Join Date: June 4, 2006
Location: NE FL.......
Posts: 1,081
Yesterday's gator.........

Went back to the lake on Friday morning, just me and Louann. Spotted this guy and all appeared to be going well, to well.

After snagging him on a light rod, 30# test and not much drag, he ran off only about 20-30 yards and settled down on the bottom. Soon as he settled down Louann, who was running the trolling motor and handling the light rod, suggested that I get the harpoon ready before going at him with the big rod.

Sounded reasonable, even though I knew that once I set down with the big rod ( 80# test on a 8 1/2 foot rod ) he was going to run around a long time before I could hoist him to the surface to get a harpoon in him.

And it was this reasonable suggestion that ultimately caused the problem. And it caused a problem because if that harpoon had not been handy I'd of not tried to be cute. In this instance instead of setting down on him with the big rod as would be the norm and letting him tire himself out in the open water before setting the harpoon, once I felt the hook come in contact with the gator I VERY SLOWLY pulling up in hopes of having him not notice that he was rising towards the surface. The idea being to set the harpoon before he knows he has a problem.

As it turned out, even though he had settled in about 8 feet of water, I was able to get him coming to the surface more easily than expected. Of course WHY it was easy became apparent as what came into sight first was the back of his tail......obviously his head was still resting on the bottom!

Soon as I saw the tail, while holding the rod in one hand I hurled the harpoon with the other.

Did I mention that the gator was fresh, that he'd not spent any of his energy on fighting the rods? I think so.......

Anyway, as soon as the harpoon hit home, not to far from the end of the tail, as Johnny Horton sang, "The gator lost his mind!". He splashed water all over us and then proceeded to haul the boat right up towards a tree laying in the water.

As he got closer to the tree Louann started yelling that I had better do something, though she was not specific as to what. Which is kind of unusual as the norm is that I get TOLD EXACTLY what to do, ALWAYS.

So there I am, with instructions to "do something" but without the usual specifics of what. And my response is to grab the rope, 3/8 nylon, and as fast as I can, haul the boat to the gator. Of course this does not stop the gator, even though it slows him down some, but it does get us closer which at least has the effect of stopping the yelling about "doing something", a small victory.

By the time I'd hauled the boat the 35 feet to the gator, no small feat for my skinny almost 60 year old self, the gator was just short of the tree and thankfully decided to rest for a moment. But mind you it was only a moment, and he was far from spent.

In the few moments that he just sat there on the bottom I realized that Louann had decided that she would help me by kicking the trolling motor on in reverse with the effect that now I was slowly pulling the gator away from the tree, which seemed like another victory. At least it did until the gator got his second wind and took off towards the tree again.

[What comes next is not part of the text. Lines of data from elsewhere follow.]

PR #466, opened 2024-07-02
fix(Java-SDK): handle generic service exceptions

texastony:
*Issue #, if available:*

SDK Exceptions that are not modeled by a service are treated as Opaque.
In Java, this lead to an IllegalStateException, instead of a NotAuthorized Exception.
This PR refactors the generated Java to capture un-modeled SDK exceptions,
such as NotAuthorized,
in the Opaque Error Types `obj` field,
and un-wrap them.

*Description of changes:*
- The Above
- Treat Markdown usage in documentation as warning instead of a danger; otherwise, current consumers (DB-ESDK) cannot pick up the latest Smithy-Dafny

Replaces https://github.com/smithy-lang/smithy-dafny/pull/464

### DIFF
--- a/codegen/smithy-dafny-codegen/src/main/java/software/amazon/polymorph/smithyjava/generator/awssdk/v2/ToDafnyAwsV2.java
+++ b/codegen/smithy-dafny-codegen/src/main/java/software/amazon/polymorph/smithyjava/generator/awssdk/v2/ToDafnyAwsV2.java
@@ -689,11 +689,17 @@ public class ToDafnyAwsV2 extends ToDafny {
       .methodBuilder("Error")
       .addModifiers(Modifier.PUBLIC, Modifier.STATIC)
       .returns(subject.dafnyNameResolver.abstractClassForError())
-      .addComment("While this is logically identical to the other Opaque Error case,")
+      .addComment(
+        "While this is logically identical to the other Opaque Error case,"
+      )
       .addComment("it is semantically distinct.")
-      .addComment("An un-modeled Service Error is different from a Java Heap Exhaustion error.")
+      .addComment(
+        "An un-modeled Service Error is different from a Java Heap Exhaustion error."
+      )
       .addComment("In the future, Smithy-Dafny MAY allow for this distinction.")
-      .addComment("Which would allow Dafny developers to treat the two differently.")
+      .addComment(
+        "Which would allow Dafny developers to treat the two differently."
+      )
       .addParameter(
         subject.nativeNameResolver.baseErrorForService(),
         "nativeValue"
@@ -713,11 +719,17 @@ public class ToDafnyAwsV2 extends ToDafny {
       .addModifiers(Modifier.PUBLIC, Modifier.STATIC)
       .returns(subject.dafnyNameResolver.abstractClassForError())
       .addParameter(Exception.class, "nativeValue")
-      .addComment("While this is logically identical to the other Opaque Error case,")
+      .addComment(
+        "While this is logically identical to the other Opaque Error case,"
+      )
       .addComment("it is semantically distinct.")
-      .addComment("An un-modeled Service Error is different from a Java Heap Exhaustion error.")
+      .addComment(
+        "An un-modeled Service Error is different from a Java Heap Exhaustion error."
+      )
       .addComment("In the future, Smithy-Dafny MAY allow for this distinction.")
-      .addComment("Which would allow Dafny developers to treat the two differently.")
+      .addComment(
+        "Which would allow Dafny developers to treat the two differently."
+      )
       .addStatement(
         "return $T.create_Opaque(nativeValue)",
         subject.dafnyNameResolver.abstractClassForError()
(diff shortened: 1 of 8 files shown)


codegen/smithy-dafny-codegen/src/main/java/software/amazon/polymorph/smithyjava/generator/awssdk/v2/ToDafnyAwsV2.java
```diff
@@ -727,11 +693,24 @@ MethodSpec generateConvertOpaqueError() {
         subject.nativeNameResolver.baseErrorForService(),
```
robin-aws, line 704: AFAICT the only difference between `generateConvertOpaqueServiceError` and `generateConvertOpaqueError` is the parameter type (the service's bass exception type vs. `Exception`). Couldn't we just have the latter in that case?

codegen/smithy-dafny-codegen/src/main/java/software/amazon/polymorph/smithyjava/generator/awssdk/v2/ToNativeAwsV2.java
```diff
@@ -511,4 +512,66 @@ protected MethodSpec modeledUnion(final UnionShape shape) {
...
+    return initializeMethodSpec(methodName, inputType, returnType)
+      // If obj is an instance of the Service's Base Exception
+      .beginControlFlow(
+        "if ($L.$L instanceof $T)",
+        VAR_INPUT,
+        Dafny.datatypeDeconstructor("obj"),
+        subject.nativeNameResolver.baseErrorForService()
+      )
+      .addStatement(
+        "return ($T) $L.$L",
```
robin-aws, line 538: This doesn't end up behaving any differently from the next block AFAICT, since it only casts to a more specific exception type, but that distinction is lost since since the return type of the method is just `RuntimeException`.

codegen/smithy-dafny-codegen/src/main/java/software/amazon/polymorph/smithyjava/nameresolver/AwsSdkNativeV2.java
```diff
@@ -84,6 +85,13 @@ public AwsSdkNativeV2(final ServiceShape serviceShape, final Model model) {
         Map.entry("com.amazonaws.dynamodb", "DynamoDbException"),
         Map.entry("com.amazonaws.s3", "S3Exception")
       );
+    // These short names are used for convince in docs and errors messages.
```
robin-aws: How about using [`smithy.api#title`](https://smithy.io/2.0/spec/documentation-traits.html#smithy-api-title-trait) instead? That's defined for all relevant services, likely all AWS services in fact. And it should be the most human-readable and marketing-friendly name for a service, such as "Amazon Simple Storage Service" or "Amazon DynamoDB"

codegen/smithy-dafny-codegen/src/main/java/software/amazon/polymorph/smithyjava/generator/awssdk/v2/ToNativeAwsV2.java
```diff
@@ -511,4 +512,66 @@ protected MethodSpec modeledUnion(final UnionShape shape) {
...
+      )
+      // If String is set
+      .nextControlFlow(
+        "else if ($L.$L.$L())",
+        VAR_INPUT,
+        Dafny.datatypeDeconstructor("message"),
+        Dafny.datatypeConstructorIs("Some")
+      )
+      .addStatement(
+        "final $T message = $L($L.$L.$L)",
```
robin-aws: Perhaps this should stringify the opaque error value as well, like the last case below.

robin-aws (changes requested):
Definitely a big improvement to make sure a native error value is unwrapped so it round trips through Dafny, and it seems doable to ensure the same thing in any language (assuming we can safely hold onto such a value with a Dafny `object` reference, but that's an orthogonal issue).

It seems to be we can simplify a bit to avoid more cases that only work well for known services though - see other comments.

codegen/smithy-dafny-codegen/src/main/java/software/amazon/polymorph/smithyjava/generator/awssdk/v2/ToDafnyAwsV2.java
texastony: While they behave identically today, they, ultimately, should not.
I will address via a comment.

Developers MAY treat un-modled KMS Exceptions differently than truly unexpected exceptions.
i.e: NotAuthorized vs Java Heap out of Memory 

That both of these exceptions end up as Opaque, today, is a miss.

It does not allow Dafny developers to treat the two separately.

codegen/smithy-dafny-codegen/src/main/java/software/amazon/polymorph/smithyjava/generator/awssdk/v2/ToNativeAwsV2.java
texastony: We agreed to keep it.
I have documented why.

codegen/smithy-dafny-codegen/src/main/java/software/amazon/polymorph/smithyjava/nameresolver/AwsSdkNativeV2.java
texastony: Done.

codegen/smithy-dafny-codegen/src/main/java/software/amazon/polymorph/smithyjava/generator/awssdk/v2/ToNativeAwsV2.java
texastony: Done.

seebees (approved):
Looks good.
I like adding the comments to the generated code. Though I do wish that there was a way to manage the comments and have a single string for them. However, I'm not sure how to do this cleanly and not overly complicate the code generation code...

robin-aws (approved):
🚀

Problem was that I had not had time to dog the rope onto a cleat and was not smart enough to LET GO when he took off towards the tree again. Can anyone say ROPE BURN??

And NO, I am not going to post a picture of my hands so you can enjoy!!

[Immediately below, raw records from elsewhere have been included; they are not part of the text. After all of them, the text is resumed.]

PR #469, opened 2024-07-03
chore(tests): Add lite versions of DDB and KMS test models

### LINKED ISSUE #371: Add TestModel for simplified AWS SDK (SDKLite)
Probably best to make a filtered version of KMS. Goal is to reduce the size to make it an easier target for new language support.

robin-aws:
*Issue #, if available:*
Resolves #371 

*Description of changes:*
Adds copies of `ddb` and `kms` that project away all operations that aren't used by the MPL. Provides a much smaller beneration target for new language support.


TestModels/aws-sdks/ddb-lite/build.gradle.kts
```diff
@@ -0,0 +1,94 @@
...
+    implementation("software.amazon.smithy.dafny:smithy-dafny-codegen:0.1.0")
+}
+
+configure<software.amazon.smithy.gradle.SmithyExtension> {
+    // Uncomment this to use a custom projection when building the JAR.
+    // projection = "foo"
+}
+
+// Uncomment to disable creating a JAR.
+tasks["jar"].enabled = false
```
texastony: Question/Confusion: the Jar is disabled if this is uncommented.
So if you commented it, would that enable the Jar?

TestModels/aws-sdks/kms-lite/build.gradle.kts
```diff
@@ -0,0 +1,94 @@
...
+}
+
+configure<software.amazon.smithy.gradle.SmithyExtension> {
+    // Uncomment this to use a custom projection when building the JAR.
+    // projection = "foo"
+}
+
+// Uncomment to disable creating a JAR.
+tasks["jar"].enabled = false
+
```
texastony: Also wrong or confusing.

TestModels/aws-sdks/kms-lite/smithy-build.json
```diff
@@ -0,0 +1,28 @@
+{
+  "version": "1.0",
+  "projections": {
+    "operation-subset": {
+      "transforms": [
+        {
+          "name": "excludeShapesBySelector",
+          "args": {
+            "selector": "operation :not([id|name = GenerateDataKey, Encrypt, Decrypt, GenerateDataKeyWithoutPlaintext, ReEncrypt])"
```
texastony: @josecorella do we need another Operation for ECDH?

Not that this is directly influences Smithy-Dafny or the correctness of this PR,
but I like some consistency;
I fear that we might copy and paste and fail...

TestModels/aws-sdks/kms-lite/test/TestComAmazonawsKms.dfy
texastony, line 1: Issue/Non-Blocking: Oh... this is third copy of this file to be checked in.
There is one in the MPL proper, one for the "heavy" test model, and one here.
Damn shame we have not figured out to reference identical files via Symbolic Links or some such.

TestModels/aws-sdks/kms-lite/smithy-build.json
robin-aws: I agree and the point of this list was to make what MPL needs, so I'd prefer to get it right even if it doesn't affect the validity of the PR.

TestModels/aws-sdks/ddb-lite/build.gradle.kts
robin-aws: Ah that's from the Smithy Gradle plugin template, agreed it's just confusing to leave it in when we never ship jars with just Smithy models in them around. Removed it from these models and `sqs` where it originally snuck in.

TestModels/aws-sdks/kms-lite/test/TestComAmazonawsKms.dfy
robin-aws: IKR, I had the same thought. `include`-ing a test file from a different test model would just pull in all the conflicting Dafny code. But I preferred to make sure these tests still worked on the projected model, and duplication across test models doesn't keep me up at night as much as many other things. :)

TestModels/aws-sdks/kms-lite/smithy-build.json
texastony: > DeriveSharedSecret and GetPublicKey are the ones used for ecdh

From an older Slack DM with @josecorella

TestModels/aws-sdks/kms-lite/model/model.json
seebees, line 1: I would use the 2.0 version from https://github.com/aws/aws-cryptographic-material-providers-library/blob/main/ComAmazonawsKms/Model/kms/model.json

seebees, line 1: I would use the 2.0 version from here: 

https://github.com/aws/aws-cryptographic-material-providers-library/blob/main/ComAmazonawsKms/Model/kms/model.json

TestModels/aws-sdks/kms-lite/smithy-build.json
seebees:
```suggestion
            "selector": "operation :not([id|name = GenerateDataKey, Encrypt, Decrypt, GenerateDataKeyWithoutPlaintext, ReEncrypt, DeriveSharedSecret, GetPublicKey])"
```

seebees (changes requested):
Can we add the 2 operations and update the Smithy version?

seebees (dismissed):
LGTM

seebees (approved):
LGTM

PR #470, opened 2024-07-03
fix(Java-SDK): dtor_message is never safe for Opaque

texastony:
*Issue #, if available:*

> Dafny’s compiled Java is very dangerous to use outside of Dafny compiled Java; the best advice we can give is to always write code as if you were the Dafny Compiler. For example, when working with a Datatype, only call a type’s deconstructor’s member if you KNOW the type is that deconstructor. Dafny’s compiled Java does NOT make such operations safe in any way.

The issue here is that we are calling a member of a deconstructor on an instance we KNOW is NOT a deconstructor that has the member. 

As such, calling `dtor_message` on `Error_Opaque` would lead to a Cast Exception. 

The fix is to not call it. 

*Description of changes:*
- Remove `dtor_message` block from Opaque_Error ToNative conversion method


robin-aws (approved):
Better to merge than not given we know this breaks downstream. But why didn't the Error TestModel catch this?

texastony:
> Better to merge than not given we know this breaks downstream. But why didn't the Error TestModel catch this?

I encourage a new issue tracking that.
I have a thesis: the branch is never used. 

It would only ever be used if a custom implementation of a KMS Keyring was passed in.

PR #478, opened 2024-07-16
chore(Makefile): update make targets to new cli

josecorella:
*Issue #, if available:*

*Description of changes:*


check_dafny_version.sh
```diff
@@ -0,0 +1,17 @@
+#!/bin/bash
```
lucasmcdonald3: Put this in `scripts/` maybe?

SmithyDafnyMakefile.mk
```diff
@@ -82,47 +82,45 @@ ENABLE_EXTERN_PROCESSING?=
 # Verify the entire project
 verify:Z3_PROCESSES=$(shell echo $$(( $(CORES) >= 3 ? 2 : 1 )))
 verify:DAFNY_PROCESSES=$(shell echo $$(( ($(CORES) - 1 ) / ($(CORES) >= 3 ? 2 : 1))))
+verify:DAFNY_OPTIONS=--allow-warnings
```
lucasmcdonald3, line 87: Curious, what's the reasoning to take `allow-warnings` out of the commands and put it as DAFNY_OPTIONS? It looks like you added it back everywhere?

SmithyDafnyMakefile.mk
```diff
@@ -82,47 +82,45 @@ ENABLE_EXTERN_PROCESSING?=
...
+		--resource-limit $(MAX_RESOURCE_COUNT) \
 		$(DAFNY_OPTIONS) \
 		%
 
 # Verify single file FILE with text logger.
 # This is useful for debugging resource count usage within a file.
 # Use PROC to further scope the verification
+verify_single:DAFNY_OPTIONS=--allow-warnings
 verify_single:
 	dafny \
```
robin-aws: This is actually broken because you're missing `verify` (obviously never tested in CI :)

SmithyDafnyMakefile.mk
```diff
@@ -82,47 +82,45 @@ ENABLE_EXTERN_PROCESSING?=
...
+		--resource-limit $(MAX_RESOURCE_COUNT) \
 		$(DAFNY_OPTIONS) \
 		$(if ${PROC},-proc:*$(PROC)*,) \
 		$(FILE)
 
 #Verify only a specific namespace at env var $(SERVICE)
+verify_service:DAFNY_OPTIONS=--allow-warnings
 verify_service:
 	@: $(if ${SERVICE},,$(error You must pass the SERVICE to generate for));
 	dafny \
```
robin-aws: Likewise

SmithyDafnyMakefile.mk
```diff
@@ -151,20 +149,16 @@ dafny-reportgenerator:
 clean-dafny-report:
 	rm TestResults/*.csv
 
+check_dafny_version:
```
robin-aws: nit, but I'd name this `get_dafny_version` since it's not just a check, it actually sets DAFNY_VERSION which is read by other targets.

And once this is merged we should broadcast that you don't have to set DAFNY_VERSION yourself any more!

SmithyDafnyMakefile.mk
josecorella: ahh i forgot to add a meta comment about this.
--allow-warnings shouldn't be part of the overall dafny transpile/verify commands since we want to remove it sometime soon. Making it an option even though it is still used everywhere made sense to me

.github/workflows/pull.yml
```diff
@@ -10,7 +10,7 @@ jobs:
     steps:
       - name: Populate Dafny versions list
         id: populate-dafny-versions-list
-        run: echo "dafny-versions-list=['4.2.0', '4.4.0', '4.8.0']" >> $GITHUB_OUTPUT
+        run: echo "dafny-versions-list=['4.8.0']" >> $GITHUB_OUTPUT
```
robin-aws: If we're claiming 4.5 and higher works, we should still test on 4.5. If not then get_dafny_version.sh should just assert the version is 4.8 or higher.

robin-aws (changes requested):
Great stuff, just some quick fixes

robin-aws (approved):

PR #483, opened 2024-07-22
Python: Makefile changes

lucasmcdonald3:
*Issue #, if available:*

*Description of changes:*


seebees (commented):
Looks good to me. Do we know that this works with our project? (Like the MPL?) (Then I can approve)

lucasmcdonald3:
Yes, I build the MPL with this.

seebees (approved):
Looks good, this unblocks and is not going into main yet.

josecorella (approved):
as a heads up, there is a known stack overflow problem when using verification when using the new dafny cli with 4.7.0 but that shouldn't block you and as ryan says this is not landing in main yet.
https://t.corp.amazon.com/P141728196/overview

PR #485, opened 2024-07-23
chore(TestModels): Add constraints inside list, map and union

rishav-karanjit:
*Issue #, if available:*

*Description of changes:*
This PR adds constraints inside list (`ListWithConstraint`), map (`MapWithConstraint`) and union (`UnionWithConstraint`) in the test model.


TestModels/Constraints/Model/Constraints.smithy
```diff
@@ -96,6 +96,11 @@ list ListLessThanOrEqualToTen {
   member: String
 }
 
+@length(min: 1, max: 10)
+list ListWithConstraint {
+  member: MyString
```
rishav-karanjit, line 101: Self commenting a note posterity:
MyString has constraint `@length(min: 1, max: 10)`

Other aggregate shapes that was added also has similar constraint

alex-chew:
It would be good to also add a constraint within multiple levels of structures, to ensure that we're not only validating input structures. For example

```
structure GetConstraintsInput {
  ... // existing members omitted for brevity
  inner: InnerStructure,
}

structure InnerStructure {
  str: NonEmptyString,
}
```

PR #486, opened 2024-07-23
Python: Misc build/project config changes

lucasmcdonald3:
*Issue #, if available:*

*Description of changes:*


.github/workflows/test_models_python_tests.yml
```diff
@@ -0,0 +1,129 @@
...
+
+      - name: Setup Dafny
+        uses: dafny-lang/setup-dafny-action@v1.7.0
+        with:
+          dafny-version: ${{ matrix.dafny-version }}
+
+      - name: Setup Python for running tests
+        uses: actions/setup-python@v4
+        with:
+          python-version: 3.11
```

Of course as soon as my old slow brain kicked in and I let the rope go the gator finished his dash into the tree. And when he got there he proceeded to use every foot of that rope to good advantage.

So there we sat. A big gator tangled up in the bottom of a tree ( Can't see him as the water is black and deep. ), my hands rather uncomfortable, and Louann telling me again that I have to "do something". I just looked at her......and waited.

And I waited because I had already decided that we were going to lose this gator but figured that if I let her tell me what to do next at least I could shift the blame for it and thereby save a butt chewin'.

After asking me if we had a saw, which she knew we did not and with which I still have no idea what she was going to have me do ( Dive down and start sawing is all that comes to mind....thank God we had no saw! ), she decides that what I need to do is give the gator some slack and let him come up and then harpoon him again, a idea that actually made sense, at least a lot more sense than the saw idea.

Well, as you can see by the pictures it worked.

He was a bit over 11 feet long and close to, if not over 400#. And yes, getting him in the boat was another ordeal, one which involved a butt chewin' when I neglected to tie the block & tackle off high enough up the tree the first time.